§ Work order
Across the records that follow, give the number of lines containing the word "mean" and nothing else.

§ Records for this task

PR #3025, opened 2024-11-18
feat: Improve breadcrumb group responsivness

gethinwebster:
### Description

Improves breadcrumb group responsiveness so that:
1. Links are not truncated (only the final, non-link item can be truncated) due to challenges with tooltips on interactive elements
2. All items are collapsed into a dropdown when insufficient space is available

Related links, issue #, if available: 3SICARmRNK32

### How has this been tested?

Updated unit and integ tests

<details>

#### Correctness

#### Security

#### Testing

</details>

---


src/breadcrumb-group/full-dropdown.tsx
```diff
@@ -0,0 +1,88 @@
...
+        }
+        if (metadata.detail?.position) {
+          metadata.detail.position = `${parseInt(metadata.detail.position as string, 10) + 1}`;
+        }
+        return metadata;
+      }}
+    />
+    {items.length >= 1 && (
+      <span className={styles.hidden} {...metadataTypeAttribute}>
+        {items[1].text}
```
pan-kot, line 55: Should this be `items[items.length - 1].text`?

src/breadcrumb-group/full-dropdown.tsx
```diff
@@ -0,0 +1,88 @@
...
+        const isCurrentPage = index === items.length - 1;
+        return {
+          id: index.toString(),
+          text: item.text,
+          href: isCurrentPage ? undefined : item.href,
+          disabled: isCurrentPage,
+          isCurrentPage,
+        };
+      })}
+      className={styles['collapsed-button-dropdown']}
```
pan-kot, line 38: Should we add an internal prop to the button dropdown instead? The risk of having a custom style is that it is hard to secure no regressions when making changes to the button dropdown.

src/breadcrumb-group/full-dropdown.tsx
```diff
@@ -0,0 +1,88 @@
...
+export const FullDropdown = ({ items, onClick, onFollow }: FullCollapsedDropdownProps) => (
+  <>
+    <InternalButtonDropdown
+      items={items.map((item, index) => {
+        const isCurrentPage = index === items.length - 1;
+        return {
+          id: index.toString(),
+          text: item.text,
+          href: isCurrentPage ? undefined : item.href,
+          disabled: isCurrentPage,
```
pan-kot, line 34: Would it make sense to add the disabled attribute inside the button dropdown for items with isCurrentPage=true?

src/breadcrumb-group/full-dropdown.tsx
```diff
@@ -0,0 +1,88 @@
...
+  ({ ariaLabel, triggerRef, disabled, testUtilsClass, isOpen, onClick }: CustomTriggerProps) => {
+    const metadataAttributes = {
+      [DATA_ATTR_FUNNEL_KEY]: FUNNEL_KEY_FUNNEL_NAME,
+    };
+    return (
+      <button
+        ref={triggerRef as Ref<HTMLButtonElement>}
+        {...metadataAttributes}
+        className={clsx(styles['collapsed-button'], testUtilsClass)}
+        disabled={disabled}
```
pan-kot, line 71: Can this actually be disabled?

src/breadcrumb-group/implementation.tsx
```diff
@@ -254,7 +254,15 @@ export function BreadcrumbGroupImplementation<T extends BreadcrumbGroupProps.Ite
           }
         : {})}
     >
-      <ol className={styles['breadcrumb-group-list']}>{breadcrumbItems}</ol>
+      {collapsed === breadcrumbItems.length - 2 ? (
+        <FullDropdown
```
pan-kot, line 258: nit: Would it make sense to call this component AllItemsDropdown?

src/breadcrumb-group/styles.scss
```diff
@@ -64,3 +70,58 @@
...
+    white-space: nowrap;
+    overflow: hidden;
+    text-overflow: ellipsis;
+    &:hover {
+      color: awsui.$color-text-interactive-hover;
+    }
+  }
+}
+
+.button-icon-open {
```
pan-kot, line 111: idea: Can we create some mixins to reuse the rotating icon styles between button dropdown, expandable sections, expandable rows, and this new component?

src/breadcrumb-group/__tests__/utils.test.ts
```diff
@@ -6,94 +6,24 @@ describe('getItemsDisplayProperties', () => {
...
-      });
-    });
-    test('first and last smaller than default min width and bigger than available width', () => {
-      expect(getItemsDisplayProperties([140, 200, 20, 140, 140], 320)).toEqual({
-        shrinkFactors: [140, 200, 0, 140, 140],
-        minWidths: [135, 135, 0, 135, 135],
-        collapsed: 3,
-      });
-    });
+  test.each([
```
pan-kot, line 12: nice test design 👍

src/breadcrumb-group/__tests__/full-dropdown.test.tsx
```diff
@@ -0,0 +1,45 @@
...
+  },
+  {
+    text: 'Last item',
+    href: '#',
+  },
+];
+describe('FullDropdown', () => {
+  let wrapper: ButtonDropdownWrapper;
+  beforeEach(() => {
+    const { container } = render(<FullDropdown items={items} onClick={jest.fn()} onFollow={jest.fn()} />);
```
pan-kot, line 26: I think it would make sense to define the full-dropdown tests in context of the breadcrumb group: render the breadcrumb group with all items collapsed and then run the tests. This will ensure that the selectors to find the full dropdown from the button group root wrapper are covered, too.

Btw, should we add more test utils?

gethinwebster: yeah, I think that makes sense, i'll consolidate.

I don't think we need more test utils: this new dropdown is still findable via the existing `findDropdown` util, and items within the new and old dropdowns can be interacted with in the same way. I could _potentially_ see the need to check which mode the breadcrumbs overall is in, but didn't need that for any of the tests so far, we can always add in the future if requested.

src/breadcrumb-group/full-dropdown.tsx
gethinwebster: not sure I understand what you mean here

src/breadcrumb-group/full-dropdown.tsx
gethinwebster: No, it's supposed to specifically be the second item, it corresponds to this line https://github.com/cloudscape-design/components/blob/49a178d8f7fa35206645d217c949ecb180dc322d/src/breadcrumb-group/item/funnel.tsx#L29

Will add a comment to clarify

src/breadcrumb-group/full-dropdown.tsx
gethinwebster: good point, it shouldn't ever be, so I think we can remove this

src/breadcrumb-group/full-dropdown.tsx
```diff
@@ -0,0 +1,88 @@
...
+import InternalIcon from '../icon/internal';
+import { DATA_ATTR_FUNNEL_KEY, DATA_ATTR_RESOURCE_TYPE, FUNNEL_KEY_FUNNEL_NAME } from '../internal/analytics/selectors';
+import { CancelableEventHandler } from '../internal/events';
+import { BreadcrumbGroupProps } from './interfaces';
+
+import styles from './styles.css.js';
+
+interface FullCollapsedDropdownProps {
+  items: ReadonlyArray<BreadcrumbGroupProps.Item>;
+  onClick: CancelableEventHandler<{ id: string }>;
```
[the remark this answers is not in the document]
gethinwebster: will update

src/button-dropdown/item-element/styles.scss
```diff
@@ -63,7 +63,13 @@
 
   &.link-style {
     padding-block-end: calc(#{styles.$option-padding-vertical} + #{awsui.$space-xxxs});
-    @include styles.link-inline('body-m');
+    &:not(.disabled > &) {
+      @include styles.link-inline('body-m');
+    }
+    &.current-page {
```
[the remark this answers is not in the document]
gethinwebster: agree, makes sense to make this more specific. It's a bit strange that we're adding _such_ specific things to button dropdown, but I think it's best to be transparent that that's what we're doing.

src/breadcrumb-group/utils.ts
```diff
@@ -30,11 +27,11 @@ const computeNumberOfCollapsedItems = (collapsedWidths: Array<number>, navWidth:
   }
   let collapsed = 0;
```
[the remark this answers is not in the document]
gethinwebster: rewrote this whole bit to get rid of bugs...

src/breadcrumb-group/full-dropdown.tsx
pan-kot: I mean that instead of passing down the `disabled: isCurrentPage` we can only pass `isCurrentPage`. In the button dropdown we can then set: `disabled: disabled || isCurrentPage`.

gethinwebster: got it, thanks! after further discussion, disabled has gone entirely in the most recent revision :D

src/breadcrumb-group/styles.scss
gethinwebster: Updated, at least for those that have a 180 spin. For those with 90degrees I think it's better to keep them separate from this as there's not so much direct overlap and they're a bit more complex with RTL.

src/button-dropdown/interfaces.ts
```diff
@@ -258,6 +258,7 @@ export interface ItemProps {
 
 export interface InternalItem extends ButtonDropdownProps.Item {
   badge?: boolean;
+  isCurrentPage?: boolean;
```
pan-kot, line 261: nit: I think it worths adding a doc comment to the new isCurrentPage and fullWidth to explain the purpose.

pan-kot: update: is isCurrentPage used? I think it was replaced by the isCurrentBreadcrumb, right?

src/internal/styles/motion/utils.ts
```diff
@@ -0,0 +1,6 @@
+// Copyright Amazon.com, Inc. or its affiliates. All Rights Reserved.
+// SPDX-License-Identifier: Apache-2.0
+import clsx from 'clsx';
+
+export const spinWhenOpen = (styles: Record<string, string>, className: string, open: boolean) =>
```
pan-kot, line 5: nice 👍

pan-kot (dismissed):

pan-kot (approved):

PR #3038, opened 2024-11-20
fix: Prevent Chrome crash when changing date range type

jperals:
### Description

Ticket: D179344381

Chrome crashes when replacing some DOM nodes. Reusing the same node fixes it.

### How has this been tested?

Tested manually on my local machine, where the issue could be reproduced before the changes:
- Change from null to relative date range ("Apply")
- Change from null to absolute date range ("Apply")
- Change from relative date range to absolute range ("Apply")
- Change from absolute date range to relative date range ("Apply")
- Change from relative date range to null ("Clear and dismiss")
- Change from absolute date range to null ("Clear and dismiss")

I could not catch the crash with integration tests, so I did not add automated coverage for this fix.

<details>

#### Correctness

#### Security

#### Testing

</details>

---


src/internal/utils/date-time/__tests__/format-date-time-with-offset.test.ts
```diff
@@ -0,0 +1,168 @@
+// Copyright Amazon.com, Inc. or its affiliates. All Rights Reserved.
```
jperals, line 1: This file is an adaptation of `format-date-range.test.ts` because `formatDateRange` doesn't exist anymore; instead, we call `formatDateTimeWithOffset` twice, once for the start date and once for the end date, which are rendered together at the component level.

src/date-range-picker/index.tsx
```diff
@@ -54,48 +54,35 @@ function renderDateRange({
...
-  const formatted =
-    range.type === 'relative' ? (
-      formatRelativeRange?.(range) ?? ''
-    ) : (
-      <BreakSpaces
-        text={formatDateRange({
-          startDate: range.startDate,
-          endDate: range.endDate,
-          timeOffset,
+  const firstPart = range
```
jperals, line 57: I also tried the approach below where every span had a separate purpose, I found it a bit more elegant but unfortunately still crashed when changing an absolute value for a relative value. It seems like the content if the first inner span can't be set to an empty string:

```
  const formattedRelativeRange = (range?.type === 'relative' && formatRelativeRange?.(range)) ?? '';

  const formattedAbsoluteStartDate =
    range?.type === 'absolute'
      ? formatDateTimeWithOffset({
          date: range.startDate,
          timeOffset: timeOffset.startDate,
          hideTimeOffset,
          format: absoluteFormat,
          locale,
        })
      : '';

  const formattedAbsoluteEndDate =
    range?.type === 'absolute'
      ? formatDateTimeWithOffset({
          date: range.endDate,
          timeOffset: timeOffset.endDate,
          hideTimeOffset,
          format: absoluteFormat,
          locale,
        })
      : '';

  return (
    <span className={(!range && styles['label-text']) || undefined} aria-disabled={!range}>
      <span>{range?.type === 'relative' ? formattedRelativeRange : range ? '' : placeholder}</span>
      <span className={styles['label-token-nowrap']}>{formattedAbsoluteStartDate}</span>
      <span>{formattedAbsoluteEndDate && ' — '}</span>
      <span className={styles['label-token-nowrap']}>{formattedAbsoluteEndDate}</span>
    </span>
```

YueyingLu (approved):

PR #3039, opened 2024-11-20
fix: Table scrollbar overflows container

connorlanigan:
### Description

When a table has a horizontal scrollbar, this scrollbar is placed at the bottom of the table's container. There, it overlaps with the rounded corners and overflows them, hiding the border. After this change, the scrollbar adopts the same rounding as the container, so that it does not hide the border anymore.

The rounding is achieved with the `clip-path` property. It limits the rendering area of the element, but does not affect any content of the table (like `overflow` potentially would), since it can be applied directly on the element that needs to be clipped.

Related links, issue #, if available: AWSUI-43012

#### Before

image

#### After
image

<details>

#### Correctness

#### Security

#### Testing

</details>

---

### DIFF
--- a/src/table/sticky-scrollbar/sticky-scrollbar.tsx
+++ b/src/table/sticky-scrollbar/sticky-scrollbar.tsx
@@ -3,6 +3,7 @@
 import React, { forwardRef } from 'react';
 import clsx from 'clsx';
 
+import { useIntersectionObserver } from '../../internal/hooks/use-intersection-observer';
 import { useMergeRefs } from '../../internal/hooks/use-merge-refs';
 import { useVisualRefresh } from '../../internal/hooks/use-visual-mode';
 import { browserScrollbarSize } from '../../internal/utils/browser-scrollbar-size';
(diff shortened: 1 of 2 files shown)


src/table/sticky-scrollbar/styles.scss
```diff
@@ -14,6 +14,10 @@
   inset-block-end: 0;
   inline-size: 100%;
 
+  &[data-stuck='false'] {
+    clip-path: inset(-9999px 0 0 0 round awsui.$border-radius-container);
```
jperals, line 18: Instead of avoiding the top cropping with a the negative top coordinate, the border radius can be specified for only for the bottom corners:

```
inset(0 round 0 0 awsui.$border-radius-container awsui.$border-radius-container)
```

WDYT?

connorlanigan: That would generally work and in our currently supported browsers it would not make a visible difference. However, it is based on the assumption that a browser will never render anything above the area that we calculate for the scrollbar. If there is ever a bug in our calculation, or a browser introduces additional UI elements for their scroll interactions in the future (compare e.g. [scroll progress indicator bubbles on Android](https://i.sstatic.net/A9nfP.png)), this would limit the rendering area unnecessarily. With the negative top coordinate, we reduce the risk of clipping where we don't need it.

src/table/sticky-scrollbar/sticky-scrollbar.tsx
```diff
@@ -35,17 +36,24 @@ function StickyScrollbar(
   const offsetScrollbar = hasStickyColumns || browserScrollbarSize().height === 0;
 
   useStickyScrollbar(scrollbarRef, scrollbarContentRef, tableRef, wrapperRef, offsetScrollbar);
+
+  const { ref: stickyDetectionRef, isIntersecting: isStickyDetectionVisible } = useIntersectionObserver();
```
jperals, line 40: Is this check equivalent to the one being done [here](https://github.com/cloudscape-design/components/blob/main/src/table/sticky-scrollbar/use-sticky-scrollbar.ts#L31)?

If so, can we reuse the existing `sticky-scrollbar-visible` class instead of introducing `data-stuck`?

Or, do we need any class or attribute at all? Does this clipping style need to be conditional?

connorlanigan: No, that check you linked is responsible for determining whether there should be a scrollbar at all. The `sticky-scrollbar-visible` class is added if and only if the table content is wider than the available space.

The clipping style needs to be conditional, because the clipped scrollbar would otherwise show the content underneath when it is stuck:

image

jperals (approved):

§ Finished exercise
2